4.33. kink/container/ORDERED_SET

4.33.1. type ordered_set

`ordered_set` is a subtype of `set` type which supports ordering of elements.

The ordering is defined by each `ordered_set` implementation.

See kink/container/SET for `set` type.

The following builtin mods provide ordered_set implementations:

• kink/container/FLAT_SET

• kink/container/TREE_SET

4.33.1.1. S.each($consume_elem)

`each` calls $consume_elem with each element of the the set, in the ordering of the set.

This method suffices the contract of Set.each.

4.33.1.2. S.iter

`iter` returns an iter which iterates over all the elements in the ordering of the set.

This method suffices the contract of Set.iter.

4.33.1.3. S.fold(Init $combine)

`fold` accumulates elements of the set seeded by `Init`.

If the elements of the set is `E1`, `E2`, ,,, `En_1`, `En`, in the ordering of the set, this fun returns combine(combine(,,,combine(combine(Init E1) E2),,, En_1) En).

This method suffices the contract of Set.fold.

4.33.1.4. S.reduce($combine)

`reduce` accumulates elements of the set mutually, then returns a maybe tuple.

If the set has elements `E1`, `E2`, `E3`, ,,, `En_1`, `En`, in the ordering of the set, this method returns [combine(combine(,,,combine(combine(E1 E2) E3),,, En_1) En)].
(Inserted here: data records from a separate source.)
PR #537, opened 2019-08-27
Fix linter errors

nkryuchkov:
Right now, TravisCI builds fail for all pull requests on `mainnet-milestone` branch because it contains linter errors. This PR fixes the errors that break builds.

### DIFF
--- a/internal/utclient/client.go
+++ b/internal/utclient/client.go
@@ -12,9 +12,12 @@ import (
 	"net/http"
 
 	"github.com/skycoin/dmsg/cipher"
+	"github.com/skycoin/skycoin/src/util/logging"
 
 	"github.com/skycoin/skywire/internal/httpauth"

If the set has a single element `E`, this method returns [E].

If the set is empty, this method returns [].

This method suffices the contract of Set.reduce.

4.33.1.5. S.front

`front` returns the element which comes first in the ordering of the set.

Precondition:

• The set must not be empty

Example:

:TREE_SET.require_from('kink/container/')

:Set <- TREE_SET.of('foo' 'bar' 'baz')
stdout.print_line(Set.front.repr) # => "bar"

4.33.1.6. S.back

`back` returns the element which comes last in the ordering of the set.

Precondition:

• The set must not be empty

Example:

:TREE_SET.require_from('kink/container/')

:Set <- TREE_SET.of('foo' 'bar' 'baz')
stdout.print_line(Set.back.repr) # => "foo"

4.33.1.7. S.pop_front

`pop` pops the element which comes first in the ordering of the set.

Precondition:

• The set must not be empty.

Example:

:FLAT_SET.require_from('kink/container/')

:Set <- FLAT_SET.of('foo' 'bar' 'baz')
:Front <- Set.pop_front
stdout.print_line(Front.repr) # => "bar"
stdout.print_line(Set.repr)   # => Flat_set("baz" "foo")

4.33.1.8. S.pop_back

`pop_back` pops the element which comes last in the ordering of the set.

Precondition:

• The set must not be empty.

Example:

:FLAT_SET.require_from('kink/container/')

:Set <- FLAT_SET.of('foo' 'bar' 'baz')
:Back <- Set.pop_back
stdout.print_line(Back.repr)  # => "foo"
stdout.print_line(Set.repr)   # => Flat_set("bar" "baz")

4.33.1.9. S.iter_from(Min)

`iter_from` returns an iter which iterates over elements equivalent to or bigger than `Min` in the ordering of the set.

Precondition:

• Ordering between `Min` and elements of the set must be able to be tested.

Example:

:TREE_SET.require_from('kink/container/')

:Set <- TREE_SET.of('foo' 'bar' 'baz' 'qux')

Set.iter_from('baz').each{(:E) stdout.print_line(E.repr) }
# Output:
#   "baz"
#   "foo"
#   "qux"

Set.iter_from('bazzz').each{(:E) stdout.print_line(E.repr) }
# Output:
#   "foo"
#   "qux"

Set.iter_from('foo').each{(:E) stdout.print_line(E.repr) }
# Output:
#   "foo"
#   "qux"

Set.iter_from('foooo').each{(:E) stdout.print_line(E.repr) }
# Output:
#   "qux"

4.33.2. ORDERED_SET.is?(Val)

`is?` returns whether `Val` is an ordered_set.